Ruined King: A League of Legends Story im Test: Jetzt auch mit Story! - Seite 2

Test Benjamin Lachmann Lukas Schmid
Ruined King: A League of Legends Story im Test: Jetzt auch mit Story! - Seite 2
Quelle: Riot Forge

Ruined King: A League of Legends Story probiert sich im LoL-Universum erstmals an Singleplayer. Ob dieses Experiment gelingt, erfahrt ihr im Test.

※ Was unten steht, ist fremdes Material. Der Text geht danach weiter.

Issue #225, opened 2020-05-25
Add screen recording functions for napari


GenevieveBuckley:
## 🚀 Feature

It would be nice if we had screen recording functionality for the napari viewer (this was first suggested in https://github.com/napari/napari/issues/1267).

This feature is dependent on https://github.com/napari/napari/pull/780, so that needs to be merged before any work starts here.

From Juan's comment ([link](https://github.com/napari/napari/issues/1267)):
> if you look at the the IPython display documentation:
> https://ipython.readthedocs.io/en/stable/api/generated/IPython.display.html
> there's also the ability to display a video. So it would even be possible to do e.g. `napari.record(True)`, then `nbrecording(v)` would embed a video of the viewer's interactions.

Other context:
We might like to match the structure of `screenshot()` & `nbscreenshot()`, see https://github.com/napari/napari/pull/1269

psobolewskiPhD:
Something to keep an eye on from the prolific @kephale 
https://github.com/kephale/napari-screen-recorder

kephale:
I could contribute that kind of functionality to napari-animation, but I really just wanted something simple to make things like this https://mastodon.social/@kisharrington/112905891764696439

psobolewskiPhD:
💯 @kephale 
I was just reminded of this thread and thought your new plugin could be useful for someone who comes across it.

PR #260, opened 2026-04-16
move to src layout and modernize to most recent copier template

brisvag:
Following up on #225. I re-created the whole repo based on the most recent napari plugin template, and then moved everything where it needed to be. Hopefully nothing broke :P


willingc:
Oop just saw this one. Can we liberate `_tests` to `tests` at the top-level? This seems a better pattern for plugins.

And huge +1 for modernizing!

willingc (approved):
Reran the failed test. This looks good.

@brisvag Do you want to merge it now?

I still would love to see us move the tests directory to the root level but that could definitely be a different PR.

TimMonko:
> Oop just saw this one. Can we liberate `_tests` to `tests` at the top-level? This seems a better pattern for plugins.
> 
> And huge +1 for modernizing!

This is also the current layout of the napari-plugin-template ;)

TimMonko (approved):

brisvag:
Let's merge to reduce diffs, I'll follow up with the test move!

Es wird einem einfach warm ums Herz, wenn Illaoi, eine Krakenpriesterin des Buhru-Volkes, mit dem aus Freljord stammenden Beschützer Braum flirtet, da sie seinem nordischen Charme einfach nicht widerstehen kann.

Selbst die schwächeren Story-Momente werde also gut durch die Charaktere getragen. Dies ist aber auch bitter nötig, da mit der Geschichte eindeutig mehr möglich gewesen wäre und Ruined King leider nur die Oberfläche des League-Universums ankratzt.

Ursprünglich war offenbar geplant, Ruined King zeitgleich mit dem Update zu veröffentlichen, welches Viego als spielbaren Charakter zu League of Legends hinzufügt. Das hätte die Möglichkeit geboten, den Charakter und seine Geschichte noch davor in Ruined King zu erleben und hätte für ordentlich frischen Wind gesorgt.

Die Pandemie machte hier leider einen Strich durch die Rechnung und so wurde Ruined King nun erst lange nach dem LoL-Debüt Viegos veröffentlich, weshalb schon im Voraus vieles über ihn und seine Geschichte bekannt war. Das ist natürlich schade, da es die Story für Fans nur noch weniger spektakulär wirken lässt.

Skills mit Wiedererkennungswert

Auch beim Kampfverhalten der verschiedenen Charaktere wird hier nicht wirklich das Rad neu erfunden, muss es aber auch nicht. Wir haben Tanks und Damage Dealer, Heals und Buffs, verschiedene Stats wie Verteidigung und Crit und so weiter. Alles, was man von einem klassischen rundenbasierten Kampfsystem erwartet.

Auch größeren Gegnern muss sich unsere Truppe manchmal im Kampf stellen. Quelle: PC Games Auch größeren Gegnern muss sich unsere Truppe manchmal im Kampf stellen. Durch das interessante Kampfsystem mit den verschiedenen Lanes und Geschwindigkeiten und die schönen Customize-Optionen der Charaktere wird hier aber genug Abwechslung geboten. Man kann bei jedem Charakter zusätzlich zu den Items, welche nur die Stats beeinflussen, nämlich noch die einzelnen Fähigkeiten und die so genannten Runen verbessern. Die Punkte für diese beiden Systeme werden durch klassische Level-ups freigeschaltet, also durch XP von besiegten Gegnern.

Diese verschiedenen skillbaren Fähigkeiten und Runen reichen von einfachen Damage-Boni bis hin zu speziellen Effekten, die euch zum Beispiel nach einem gewonnenen Kampf heilen oder besiegte Gegner explodieren lassen, was dann an umstehenden Feinden Flächenschaden anrichtet.

Hier lässt sich wirklich viel ausprobieren, um unter den verschiedenen Skillmöglichkeiten und Charakteren interessante Kombinationen zu finden. Ihr könnt die Punkte auch beliebig wieder aus den Fähigkeiten und Runen entfernen, um andere Wege zu skillen auszuprobieren.

Charaktere können auch außerhalb des Kampfes Fähigkeiten einsetzen. Hier wird zum Beispiel der Tornado-Skill von Yasuo benötigt, um die Plattform anzutreiben. Quelle: PC Games Charaktere können auch außerhalb des Kampfes Fähigkeiten einsetzen. Hier wird zum Beispiel der Tornado-Skill von Yasuo benötigt, um die Plattform anzutreiben. Was sehr schön zu sehen ist: Die einzelnen Skills der Charaktere sind an die bereits bekannten Fähigkeiten aus League of Legends angelehnt. So werden sich Fans direkt vertraut fühlen, obwohl die Kampfsysteme der beiden Spiele recht weit auseinanderliegen.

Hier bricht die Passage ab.